100 ml solution of each 0.1 M AuCl and 0.1 AgCl is electrolysed by passing 1 amp current for 15 minutes then which of the following will be deposited?
given `Au^+ + e^- rarr Au E^@ = 1.69V`
`Ag^+ + e^- rarr Ag E^@ = 0.80V`

To solve the problem, we need to determine which metal, gold (Au) or silver (Ag), will be deposited during the electrolysis of their respective solutions when a current is passed. ### Step-by-Step Solution: 1. **Determine the Charge Passed (Q)**: - Current (I) = 1 A - Time (t) = 15 minutes = 15 × 60 seconds = 900 seconds - Charge (Q) = I × t = 1 A × 900 s = 900 C 2. **Calculate the Moles of Electrons (n)**: - Faraday's constant (F) = 96500 C/mol - Moles of electrons (n) = Q / F = 900 C / 96500 C/mol ≈ 0.00932 mol 3. **Determine the Moles of Each Metal Ion in Solution**: - For both AuCl and AgCl, the concentration is 0.1 M in a 100 ml solution. - Moles of AuCl = 0.1 mol/L × 0.1 L = 0.01 mol - Moles of AgCl = 0.1 mol/L × 0.1 L = 0.01 mol 4. **Identify the Standard Reduction Potentials**: - For Au: Au⁺ + e⁻ → Au, E° = 1.69 V - For Ag: Ag⁺ + e⁻ → Ag, E° = 0.80 V 5. **Determine Which Metal Will Be Deposited**: - The metal with the higher standard reduction potential will be reduced first.
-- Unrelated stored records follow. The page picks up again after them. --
PR #10, opened 2019-01-07
Add documentation based on sphinx

xadupre:
And also:

* remove unnecessary functions
* rename convert_sklearn into convert


.gitignore
```diff
@@ -30,3 +30,7 @@ coverage.xml
 .coverage
 __dump_data/
 junit/
+docs/auto_examples
+docs/examples/graph*.*
+docs/examples/rf_iris.onnx
```
wenbingl: It's kind of not general

PR #12, opened 2019-01-08
Remove the obsolete travis ci file.

wenbingl:


.azure-pipelines/win32-conda-CI.yml
```diff
@@ -36,12 +36,10 @@ jobs:
       python -m pip install --upgrade pip
       pip install -r requirements.txt
       pip install -r requirements-dev.txt
-      test '$(python.version)' != '2.7' && pip install onnxruntime
```
prabhat00155: Why are you removing this from here? This is present in linux-conda-CI.yml.

.azure-pipelines/win32-conda-CI.yml
```diff
@@ -36,12 +36,10 @@ jobs:
...
       pip install pytest
     displayName: 'Install dependencies'
 
   - script: |
-      test '$(python.version)' != '2.7' && python -c "import onnxruntime"
```
prabhat00155: Same comment as above.

.azure-pipelines/win32-conda-CI.yml
wenbingl: No way to python 2.7 in Windows since there is no available onnx package for that.

PR #14, opened 2019-01-09
Make tests folder part of the package.

xadupre:
Tests should be part of the package to allow users to test a converter against a specific version of the runtime. Other packages implementing converters could leverage the tests implemented here.


wenbingl:
No, don't do that. It's very unusual to put test stuff into the package, and consider the goal of this splitting work.
If the user really want to use something from the test folder, he should enlist git repro and do his work.

xadupre:
Scikit-learn does that, nimbusml does that and i would like to have the same testing code in skl2onnx and onnxmltools. I don't mind creating another package but i think we need common tools to develop converters.

Think of this scenario: you need to deploy somewhere and it works. You install skl2onnx, onnxruntime and you do skl2onnx.check_converters(). Then you know everything perfectly works. Git clone is ok but you always get the dev version.

wenbingl:
Your scenario could be applied into every pip package, but when you search your pip package folder you will see most of them actually did not pack the test code. it's not the user responsibility to be our project QA. And even you probably not run any test code from your installed pip packages. If you still think the test part is very useful for the end user, you can publish a test package to see how many users will really install it. 

One related valid scenario is to check the compatibility between the converter and the runtime. The recent discussion concluded there would be a common project to put all of these test utils, optimizer and etc. You can create a sub folder with setup.py in onnxmltools to check in your test utils.

xadupre:
The first thing users do to see if onnxruntime is useful is to compare execution time between onnxruntime and scikit-learn (or any other library). We should propose such functionality soon. The code I moved to the main subfolder is related to that functionality. It is used in skl2onnx and onnxmltools. I'd prefer to create a new repo with a proper build and documentation rather than create a temporary subfolder in onnxmltools. I moved this code in the main subfolder because sklearn is usually a dependency so that's seemed convenient to have some code to benchmark models here.

xadupre:
This will be designed in a different way.

PR #22, opened 2019-01-15
Add converters for KMeans, MiniBatchKMeans

xadupre:


skl2onnx/operator_converters/KMeans.py
```diff
@@ -0,0 +1,122 @@
...
+                        name=scope.get_unique_operator_name('ReduceSumSquare'))
+    
+    # Compute -2XC'
+    zero_name = scope.get_unique_variable_name('zero')
+    zeros = np.zeros((N, ))
+    container.add_initializer(zero_name, onnx_proto.TensorProto.FLOAT,
+                              list(zeros.shape), zeros)   
+    
+    if container.target_opset < 5:
+        attrs['broadcast'] = 1
```
wenbingl: where is attrs used?

skl2onnx/operator_converters/KMeans.py
```diff
@@ -0,0 +1,122 @@
...
+        op_version = 1
```
wenbingl: Given this is first time to support this op, probably we don't care about opset less than 7.

xadupre: I moved all operators which dépends on version in _apply_operator. kmeans and gemm operator should be two independant problem now.

PR #24, opened 2019-01-16
Make sure the code is using apply_function when available

xadupre:
Functions in _apply_operation. Most of these functions have different signature depending on target_version.

### DIFF
--- a/skl2onnx/common/_apply_operation.py
+++ b/skl2onnx/common/_apply_operation.py
@@ -6,8 +6,8 @@
 # This file contains some high-level APIs for applying operations on variables specified by names. We should try our
 # best to use those functions because they can produce ONNX operators according to the ONNX version specified in the
 # `container` argument. Notice that those function behaviors are defined in a way very similar to ONNX-1.2.
-
 from ..proto import onnx_proto
+
 
 def _create_name_or_use_existing_one(scope, op_type, name):
     if name is None:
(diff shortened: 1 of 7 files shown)


skl2onnx/common/_container.py
```diff
@@ -3,10 +3,41 @@
...
 # --------------------------------------------------------------------------
-
+import inspect
+import re
+import traceback
 import six
+import sys
 from ..proto import helper
 from .interface import ModelContainer
+from ._apply_operation import __dict__ as dict_apply_operation
```
wenbingl: a little hacky, why not just import it and dir all items?

tests/test_applied_functions.py
```diff
@@ -0,0 +1,19 @@
+"""
+Tests scikit-learn's binarizer converter.
```
wenbingl: wrong comments

skl2onnx/common/_apply_operation.py
```diff
@@ -221,21 +221,23 @@ def apply_reciprocal(scope, input_name, output_name, container, operator_name=No
...
-    else:
+    elif desired_shape:
         # The shape attribute of Reshape becomes a tensor input, so we create one tensor to store that attribute.
         desired_shape_name = scope.get_unique_variable_name('shape_tensor')
         container.add_initializer(desired_shape_name, onnx_proto.TensorProto.INT64, [len(desired_shape)], desired_shape)
 
         # Create ONNX Reshape operator
         container.add_node('Reshape', [input_name, desired_shape_name], output_name, op_version=5, name=name)
+    else:
+        container.add_node('Reshape', input_name, output_name, name=name)
```
wenbingl: no opset number here?

skl2onnx/common/_container.py
xadupre: pylint raises a warning for from … import * so I usually avoid it.

skl2onnx/common/_apply_operation.py
```diff
@@ -221,21 +221,23 @@ def apply_reciprocal(scope, input_name, output_name, container, operator_name=No
 
 
 def apply_reshape(scope, input_name, output_name, container, operator_name=None, desired_shape=None):
-    if len(list(i for i in desired_shape if i < 0)) > 1:
-        raise ValueError('There can only be one -1 in the targeted shape of a Reshape but got %s' % desired_shape)
 
     name = _create_name_or_use_existing_one(scope, 'Reshape', operator_name)
 
     if container.target_opset < 7:
```
vinitra: Should this be container.target_opset < 5 since reshape was most recently updated in opset 5?

xadupre: It is taken from onnxmltools. I assume it was for a good reason. The build set up on travis was trying other version of ONNX. We should do that again.

PR #56, opened 2019-02-14
Fixed Naives bayes converter/unit tests

prabhat00155:


tests/test_SklearnNaiveBayesConverter.py
```diff
@@ -1,63 +1,78 @@
...
-                            allow_failure="StrictVersion(onnxruntime.__version__) <= StrictVersion('0.1.3')")
+        dump_data_and_model(X, model, model_onnx,
+                        basename="SklearnMclMultinomialNB",
+                        allow_failure="StrictVersion(onnxruntime.__version__)"
+                                       "<= StrictVersion('0.2.1')")
 
-    @unittest.skip(reason="Type 'tensor(float)' of input parameter (input) of operator (ConstantOfShape) "
-                          "in node (ConstantOfShape) is invalid.")
+    @unittest.skipIf(StrictVersion(onnx.__version__) <= StrictVersion('1.3'),
+                     'Needs greater opset 9')
```
wenbingl: reason statement doesn't align with '(StrictVersion(onnx.__version__) <= StrictVersion('1.3'),'

prabhat00155: How does it not align? onnx version 1.3 corrsponds to opset 8 (https://github.com/onnx/onnx/blob/master/docs/Versioning.md#released-versions). I am checking here if onnx.__version__ <= 1.3 and if it is, then skip the test with the message 'needs greater opset 9 (that corresponds to onnx.__version__ 1.4.1)'.

wenbingl: Sorry, I always was confused by the statement is actually opposite to the conditional statement.

PR #62, opened 2019-02-19
additional option for ONNX operators, fix bugs in pipeline conversionn changes default domain (no empty value anymore)

xadupre:


tests/test_SklearnPipelineWithinPipeline.py
```diff
@@ -62,7 +63,8 @@ def test_pipeline_pca_pipeline_none_lin(self):
                                      [('input', FloatTensorType(data.shape))])
         self.assertTrue(model_onnx is not None)
         dump_data_and_model(data, model, model_onnx,
-                            basename="SklearnPipelinePcaPipelineMinMaxLogReg")
+                            basename="SklearnPipelinePcaPipelineMinMaxLogReg",
+                            allow_failure="StrictVersion(onnxruntime.__version__) <= StrictVersion('0.2.1')")
```
wenbingl: instead of add this conditional check everywhere, should we group these tests into sub-folder? it looks the most sklearn converter has to be opset 9 now.

xadupre: Let's add a new issue then?

docs/examples/plot_tfidfvectorizer.py
```diff
@@ -0,0 +1,190 @@
...
+            # ('body_stats', Pipeline([
+            #     ('stats', TextStats()),  # returns a list of dicts
+            #     ('vect', DictVectorizer()),  # list of dicts -> feature matrix
+            # ]), 1),
+        ],
+
+        transformer_weights={
+            'subject': 0.8,
+            'body_bow': 0.5,
+            # 'body_stats': 1.0,
```
prabhat00155: Why do you have this commented out here? If you don't need it, may be remove the line.

skl2onnx/operator_converters/Flatten.py
```diff
@@ -0,0 +1,20 @@
+# -------------------------------------------------------------------------
+# Copyright (c) Microsoft Corporation. All rights reserved.
+# Licensed under the MIT License. See License.txt in the project root for
+# license information.
+# --------------------------------------------------------------------------
+
+from ..proto import onnx_proto
+from ..common._apply_operation import apply_cast, apply_concat
```
prabhat00155: Why do you import these two when it is not being used?

skl2onnx/operator_converters/Flatten.py
```diff
@@ -0,0 +1,20 @@
+# -------------------------------------------------------------------------
+# Copyright (c) Microsoft Corporation. All rights reserved.
+# Licensed under the MIT License. See License.txt in the project root for
+# license information.
+# --------------------------------------------------------------------------
+
+from ..proto import onnx_proto
```
prabhat00155: Where do you use onnx_proto?

docs/examples/plot_tfidfvectorizer.py
xadupre: I hesitated to keep it. It comes from the original examples. I think I wrote the example was more simple than the one from the documentation because it is not yet easy to convert such custom transformer but I let it to let the user know that's missing from the original example.

skl2onnx/operator_converters/Flatten.py
xadupre: I did not see. I usually implement a unit test checking pep8 on my open source projects which I run before checking any change. So I forget to check that now. My mistake.

PR #64, opened 2019-02-22
Modified scikit converter code to align with pep-8

prabhat00155:


skl2onnx/shape_calculators/SVM.py
```diff
@@ -29,31 +29,16 @@ def calculate_sklearn_svm_output_shapes(operator):
...
         elif all(isinstance(i, (numbers.Real, bool, np.bool_)) for i in op.classes_):
             operator.outputs[0].type = Int64TensorType([N])
-            if len(operator.outputs) == 2:
-                if operator.target_opset < 7:
-                    # Old ONNX ZipMap produces Map type
-                    operator.outputs[1].type = DictionaryType(Int64TensorType([1]), FloatTensorType([1]))
-                else:
-                    # New ONNX ZipMap produces Seq<Map> type
-                    operator.outputs[1].type = \
-                        SequenceType(DictionaryType(Int64TensorType([]), FloatTensorType([])), N)
```
wenbingl: why do you change this output format?

wenbingl:
any tool to automatically reformat the code into 72 chars per line?

skl2onnx/shape_calculators/SVM.py
prabhat00155: We moved Zipmap to the parsing step. I forgot to change SVM classifier's output to return a probability tensor, when I changed output type of other classifiers.

skl2onnx/operator_converters/CalibratedClassifierCV.py
```diff
@@ -46,61 +48,61 @@ def convert_calibrated_classifier_base_estimator(scope, operator, container, mod
     # ARRAYFEATUREEXTRACTOR <- k [1] -> ARRAYFEATUREEXTRACTOR
     #         |                          |
     #         V                          V
-    #  transposed_df_col[M, 1]        transposed_df_col[M, 1]
```
xadupre: I think we should increase the limit on line size. I think the graph below should be part of the docstring and not in comment. I'm ok to break the limit here if it is easier to read.

PR #65, opened 2019-02-25
Aligned shape_calculators code to pep8

prabhat00155:


skl2onnx/shape_calculators/__init__.py
```diff
@@ -19,11 +20,36 @@
...
-from . import SVM
 from . import SVD
+from . import SVM
 from . import TextVectorizer
 from . import TfidfTransformer
 from . import VotingClassifier
-from . import ZipMap 
+from . import ZipMap
+
+__all__ = [
```
xadupre: Do we need that since it is the same list as above?

prabhat00155: Yes, we need to define a list of public objects of a module. For example:
https://github.com/scikit-learn/scikit-learn/blob/7389dbac82d362f296dc2746f10e43ffa1615660/sklearn/svm/__init__.py

wenbingl: Given the 'from xxx import *' is not encouraged in pylint, __all__ seems not necessary any more.
Also, if so, need be consistent on the folder operator_converters

prabhat00155: I have added it to operator_converters as well. Also, it would give a warning in flake8 without this for unused imports.

PR #66, opened 2019-02-26
pep8 changes in skl2onnx and add flake8 check to ci build

prabhat00155:


skl2onnx/_supported_operators.py
```diff
@@ -28,18 +28,18 @@
 from sklearn.multiclass import OneVsRestClassifier
 
 # Tree-based models
+from sklearn.ensemble import ExtraTreesClassifier
```
wenbingl: import as 'alphabetic order' is recommended in PEP8?

skl2onnx/__init__.py
```diff
@@ -15,9 +15,9 @@
 __model_version__ = 0
 
 
-from .convert import convert_sklearn
-from ._supported_operators import update_registered_converter
-from ._parse import update_registered_parser
+from .convert import convert_sklearn # noqa
```
wenbingl: it looks a very normal import, why # noqa?

prabhat00155: This import is not directly getting used in this file, so flake8 throws a warning.

skl2onnx/_supported_operators.py
prabhat00155: It's not mentioned in PEP8, but it improves readability.

prabhat00155: It's not mentioned in PEP8, but it improves readability.

PR #69, opened 2019-03-02
Prroy/adaboost

prabhat00155:


skl2onnx/operator_converters/AdaBoost.py
```diff
@@ -0,0 +1,208 @@
...
+    container.add_initializer(
+        est_weights_sum_name, onnx_proto.TensorProto.FLOAT,
+        [], [model.estimator_weights_.sum()])
+    container.add_initializer(
+        mul_operand_name, onnx_proto.TensorProto.FLOAT,
+        [], [1. / (model.n_classes_ - 1)])
+    container.add_initializer(zero_scaler_name,
+                              onnx_proto.TensorProto.INT32, [], [0])
+
+    container.add_node('Sum', proba_names_list,
```
wenbingl: for some common op like 'Sum', should we create apply_sum function for it?

xadupre: My understanding was operators Added with apply_* have different opset versions.

wenbingl: @xadupre @prabhat00155 , we never know which op will be updated in the future and don't want to update the existing code for a new versioned op on adding a new apply_xxx. So understanding is the frequency of op.

PR #73, opened 2019-03-06
Added AdaBoostRegressor converter and its unit test

prabhat00155:


tests/test_SklearnAdaBoostConverter.py
```diff
@@ -41,14 +42,31 @@ def test_ada_boost_classifier_samme(self):
...
-                                      FloatTensorType(X_train.shape))])
+                                      FloatTensorType(X_test.shape))])
         self.assertIsNotNone(model_onnx)
         dump_data_and_model(X_test.astype('float32'), model, model_onnx,
                             basename="SklearnAdaBoostClassifierSAMME",
                             allow_failure="StrictVersion("
                                           "onnxruntime.__version__)"
                                           "<= StrictVersion('0.2.1')")
 
+    @unittest.skip(reason="CumSum op has not yet been implemented in onnx")
```
wenbingl: Do you know if there is anyone is working on this onnx Op? If not, we should not enable this kind of converter which can't run with any onnx-runtime.

wenbingl:
@prabhat00155, In general, the converted model should always be able to run with onnx-runtime, otherwise, we should throw an exception during the conversion. This is an agreement among teams.

tests/test_SklearnAdaBoostConverter.py
prabhat00155: I created this task: https://aiinfra.visualstudio.com/Lotus/_workitems/edit/2740. It is still in unassigned state.

prabhat00155:
In this case, I need an op to calculate Cumulative Sum (https://aiinfra.visualstudio.com/Lotus/_workitems/edit/2740). What do you suggest I do here, wait for onnx to implement the ops, which would take time. Currently the runtime would throw an error.

PR #357, opened 2026-06-14
feat: accuracy issuer inherits perf concurrency in online mode

arekay-nv:
## What

When the performance phase runs the **CONCURRENCY** load pattern (online mode), the accuracy phase now mirrors that same fixed concurrency instead of always bursting at `MAX_THROUGHPUT`. This makes accuracy evaluation exercise the endpoint the same way the performance run does.

## Behavior

| Perf load pattern | Accuracy phase (before) | Accuracy phase (after) |
| --- | --- | --- |
| `concurrency` (online) | `max_throughput` | **`concurrency` (same `target_concurrency`)** |
| `poisson` (online) | `max_throughput` | `max_throughput` (unchanged) |
| `max_throughput` (offline) | `max_throughput` | `max_throughput` (unchanged) |

`POISSON` and offline `MAX_THROUGHPUT` deliberately keep the accuracy phase at `MAX_THROUGHPUT` — inheriting `POISSON` would silently rate-limit evaluation to the perf QPS, and there's no accuracy QPS-budgeting yet. The gate is purely `load_pattern.type == CONCURRENCY`, which the schema already constrains to online mode (`schema.py`), so no separate test-type check is needed.

The accuracy issuer also now logs its chosen load mode per accuracy dataset, e.g.:

```
Accuracy issuer 'aime' load mode: concurrency (target_concurrency=64)
```

## Scope

- Localized to `_build_phases()` in `commands/benchmark/execute.py` (runs once at setup — no hot-path impact).
- No schema/CLI/template changes (automatic behavior, no new flag).

## Tests

Added to the existing `TestBuildPhases` suite in `tests/unit/commands/test_benchmark.py`:
- `test_accuracy_phase_inherits_perf_concurrency` — perf `concurrency(7)` → accuracy `concurrency`, `target_concurrency == 7`
- `test_accuracy_phase_max_throughput_when_perf_poisson` — perf `poisson` → accuracy stays `max_throughput`
- `test_accuracy_phase_max_throughput_when_perf_offline` — offline → accuracy stays `max_throughput`
- `test_accuracy_issuer_logs_load_mode` — asserts the issuer logs its mode

Verification: `tests/unit/commands` + `tests/unit/load_generator` → **266 passed**; `pre-commit` (ruff, ruff-format, mypy, license) clean.

### DIFF
--- a/src/inference_endpoint/commands/benchmark/execute.py
+++ b/src/inference_endpoint/commands/benchmark/execute.py
@@ -465,11 +465,29 @@ def _build_phases(
                 f"Accuracy dataset '{eval_cfg.dataset_name}' is a MultiTurnDataset, "
                 "which is not yet supported for accuracy evaluation."
             )
-        # Accuracy phases run at MAX_THROUGHPUT; inheriting perf_lp (e.g. POISSON)
-        # would silently rate-limit evaluation until a multi-turn accuracy strategy
-        # and QPS-budgeting support are added.
-        acc_load_pattern: LoadPattern | None = LoadPattern(
-            type=LoadPatternType.MAX_THROUGHPUT
+        # When the perf phase runs CONCURRENCY (online), the accuracy phase
+        # mirrors that fixed concurrency so evaluation exercises the endpoint
+        # the same way. Every other pattern keeps MAX_THROUGHPUT — inheriting
+        # POISSON would silently rate-limit evaluation to the perf QPS, which
+        # has no QPS-budgeting support for accuracy yet.
+        perf_lp = ctx.rt_settings.load_pattern
+        acc_load_pattern: LoadPattern | None
+        if perf_lp is not None and perf_lp.type == LoadPatternType.CONCURRENCY:
+            acc_load_pattern = LoadPattern(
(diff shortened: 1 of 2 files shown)


src/inference_endpoint/commands/benchmark/execute.py
```diff
@@ -465,11 +465,29 @@ def _build_phases(
                 f"Accuracy dataset '{eval_cfg.dataset_name}' is a MultiTurnDataset, "
                 "which is not yet supported for accuracy evaluation."
             )
-        # Accuracy phases run at MAX_THROUGHPUT; inheriting perf_lp (e.g. POISSON)
-        # would silently rate-limit evaluation until a multi-turn accuracy strategy
-        # and QPS-budgeting support are added.
-        acc_load_pattern: LoadPattern | None = LoadPattern(
-            type=LoadPatternType.MAX_THROUGHPUT
+        # When the perf phase runs CONCURRENCY (online), the accuracy phase
```
nvzhihanj, line 468: The load generator should use the same load pattern as the performance run to be fair. I will merge it for now but this is post-mortem item that we need to fix.

nvzhihanj (approved):

PR #368, opened 2026-06-22
Revert "fix: [release/v0.5] Upgrade msgpack - GHSA-6v7p-g79w-8964"

arekay-nv:
Reverts mlcommons/endpoints#367


nvzhihanj:
Instead of adding one reverting commit, you can directly rewrite the history and remove the commit, then force push so the commit history is clean.

arekay-nv:
> Instead of adding one reverting commit, you can directly rewrite the history and remove the commit, then force push so the commit history is clean.
Done.

PR #370, opened 2026-06-22
feat(client): round-robin outbound connections across source IPs

viraatc:
## Summary

Streaming inference benchmarks hold one TCP connection per in-flight request for the request's whole duration. On a single client host, concurrency is therefore capped by the OS **ephemeral-port range** (Linux default `32768–60999`, ~28k ports). Past that ceiling new connections fail with `EADDRNOTAVAIL`, and because the client waits for a port to free, the delay is absorbed into **TTFT** rather than surfaced as an error — an easy-to-miss throughput wall at high concurrency.

TCP 4-tuple uniqueness `(src_ip, src_port, dst_ip, dst_port)` is **per source IP**, so binding outbound connections across *N* local source IPs gives *N* independent ephemeral-port spaces to the same destination — multiplying the usable connection budget by ~*N* on a single host. Hosts with multiple NICs already have several usable source IPs; on Linux the entire `127.0.0.0/8` loopback block is usable without configuration.

## Changes

- **`config.py`** — new `source_ips: list[str]` option (default empty = current OS-default behavior). The ephemeral-port budget clamp is scaled by the source-IP count, so `max_connections=-1` (auto) resolves to `available_ports × len(source_ips)`, and an explicit `--max-connections` is validated against the scaled budget. Blank entries are dropped so a stray `""` can't bind to `INADDR_ANY`.
- **`http.py`** — `ConnectionPool` round-robins `local_addr` across `source_ips` on each new connection. Empty list is normalized to `None`, so the default path keeps zero overhead and unchanged behavior.
- **`worker.py`** — threads `source_ips` from `HTTPClientConfig` into each per-worker pool.

## Usage

```
--source-ips 10.0.0.1 --source-ips 10.0.0.2 --source-ips 10.0.0.3
```

Round-robins outbound connections across the three IPs, ~tripling the single-host connection ceiling. Empty (default) preserves today's behavior exactly.

## Verification

- **Unit tests (8 new):** round-robin `local_addr` assignment + empty/None normalization (`test_http.py`); budget scaling, explicit-budget validation, and blank-IP cleaning (`test_http_client_config.py`).
- **OS-level proof:** with an emulated small ephemeral window, a single source IP established exactly *W* connections to one destination; 5 source IPs established exactly *5W* (**5.00× measured**). Confirmed the same client port coexists across source IPs, and that exhausting a single IP's window raises `EADDRNOTAVAIL` — i.e. spreading across source IPs removes the single-IP ceiling.

## Notes

- **Backward compatible:** empty `source_ips` is byte-for-byte the prior behavior (kernel autobind, single ephemeral-port space).
- IPs must be assigned to local interfaces (multiple NICs, or `127.0.0.0/8` aliases on Linux); otherwise `bind()` fails with a clear error.
- Generated full-config templates (`config/templates/*_full.yaml`) are intentionally not modified in this PR.

### DIFF
--- a/src/inference_endpoint/endpoint_client/config.py
+++ b/src/inference_endpoint/endpoint_client/config.py
@@ -107,6 +107,27 @@ class HTTPClientConfig(WithUpdatesMixin, BaseModel):
         ),
     ] = Field(-1, ge=-1)
 
+    # Client source IPs to bind outbound connections to, round-robined per new
+    # connection (see ConnectionPool._create_connection).
+    #
+    # Each distinct source IP has an independent ephemeral-port space to a given
+    # destination — TCP 4-tuple (src_ip, src_port, dst_ip, dst_port) uniqueness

In this case, Au (1.69 V) has a higher reduction potential than Ag (0.80 V). - Therefore, Au will be deposited first. 6. **Check if There is Sufficient Charge to Deposit Gold**: - The moles of electrons available (0.00932 mol) is less than the moles of Au available (0.01 mol). - Since the charge available is sufficient to deposit gold before the current runs out, gold will be deposited. ### Conclusion: - Only gold (Au) will be deposited during the electrolysis.